WHAT TO PRODUCE:
In the listing below, find each line containing "imurchie" and report it.

SUPPLIED ENTRIES:

PR #177, opened 2018-10-01
Update appium-gulp-plugins

imurchie:
This PR does two main things:
1. Updates `eslint-config-appium` and fixes any linting errors.
1. Updated `appium-gulp-plugins` and moves to Babel 7 and Gulp 4.

See https://github.com/appium/appium-gulp-plugins/pull/35 for more details.

### DIFF
--- a/.travis.yml
+++ b/.travis.yml
@@ -1,7 +1,7 @@
 sudo: required
 os: osx
 language: node_js
-node_js: "6"
+node_js: "8"
 matrix:
   include:
     - osx_image: xcode7.3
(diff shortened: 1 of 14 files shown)


.travis.yml
```diff
@@ -1,7 +1,7 @@
 sudo: required
 os: osx
 language: node_js
-node_js: "6"
+node_js: "8"
```
mykola-mokhnach: why not 10?

imurchie: Because 8 is the minimum.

RESPONSE AREA:
imurchie:
imurchie: Because 8 is the minimum.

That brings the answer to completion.